Novel human in vitro system for evaluating antimycobacterial vaccines

Abstract

Major research efforts are directed towards the development of a better antimycobacterial vaccine. But progress in the field of tuberculosis vaccine development has been hampered by the lack of human in vitro models to assess vaccine immunogenicity and efficacy. New candidate vaccines will have to be evaluated against the existing Mycobacterium bovis BCG "gold standard." It is therefore important to understand the type of immune responses elicited by BCG vaccination to enable comparisons with potential new candidates. We used a novel human in vitro whole-blood model, which measures immune responses to mycobacteria by use of reporter gene-tagged BCG (BCG lux), to study immune responses to BCG vaccination in 50 neonates in a setting in Cape Town, Republic of South Africa, where tuberculosis is endemic. BCG vaccination significantly reduced growth of BCG lux in whole blood (prevaccination median growth ratio [GR], 9.6; range, 1.3 to 24; postvaccination median GR, 3.9; range, 0.6 to 12.2 [P < 0.0001]). Growth of BCG lux was better restricted in vaccinated infants than in unvaccinated age-matched controls (n = 4). BCG vaccination induced significantly higher gamma interferon production in response to BCG lux (P < 0.0001) and to purified protein derivative (P = 0.0001). No significant changes in either growth of BCG lux or cytokine production occurred in an adult control group (n = 6) over the study period. The whole-blood luminescence model detects changes in cellular immune responses to mycobacteria induced by BCG vaccination.
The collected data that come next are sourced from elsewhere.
PR #5362, opened 2017-06-01
rec: Add support for the new ASAN fiber switch API

rgacogne:
### Short description

`clang` >= 4.0.0 and `gcc` > 7.1, at least, use the new ASAN fiber switch interface taking three pointers instead of just one.

### Checklist

I have:
- [ ] documented the code

### DIFF
--- a/m4/pdns_enable_sanitizers.m4
+++ b/m4/pdns_enable_sanitizers.m4
@@ -44,8 +44,37 @@ AC_DEFUN([PDNS_ENABLE_ASAN], [
         AC_CHECK_HEADERS([sanitizer/common_interface_defs.h], asan_headers=yes, asan_headers=no)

It is therefore a useful new tool in studying the immunogenicity of newly developed vaccine candidates prior to large field trials assessing efficacy.

FIG. 1.

Growth of BCG lux in whole blood from infants pre- and post-BCG vaccination and from unvaccinated infant controls (a), in vaccinated infants according to age at the time of the second blood sampling (b), and in adult controls over the entire study period (c). Three groups of individuals were studied: infants tested prevaccination (n = 33) (○) and again 3 to 6 months postvaccination (n = 33) (•), unvaccinated control infants (n = 4) (×) tested at time of postvaccination assessment of the vaccinated infants, and adult controls (n = 6) tested at time points T₁ (▴) and T₂ (▾). Triplicate whole-blood samples were infected with BCG lux. Growth of BCG lux was measured at 96 h and expressed as a GR of RLU of BCG lux at 96 h to RLU of BCG lux in inoculum.

FIG. 2.

Production of IFN-γ in whole blood during growth of BCG lux in infants pre- and post-BCG vaccination, unvaccinated infants, and adult controls. Triplicate whole-blood samples of infants pre (○)- and post (•)-BCG vaccination (n = 33), unvaccinated control infants (×) (n = 4), and adult controls (T₁ [▴], n = 6; T₂ [▾], n = 6) were infected with BCG lux, and supernatants were harvested at 96 h. IFN-γ was measured in these supernatants by ELISA.

FIG. 3.

Production of IFN-γ in response to PPD in whole blood of infants pre- and post-BCG vaccination, unvaccinated infants, and adult controls. Triplicate whole-blood samples of infants pre (○)- and post (•)-BCG vaccination (n = 33), unvaccinated control infants (×) (n = 4), and adult controls (T₁ [▴], n = 6; T₂ [▾], n = 6) were diluted 1:10 with RPMI medium and stimulated with PPD (10 μg/ml). Supernatants were harvested at day 6, and IFN-γ was measured by ELISA.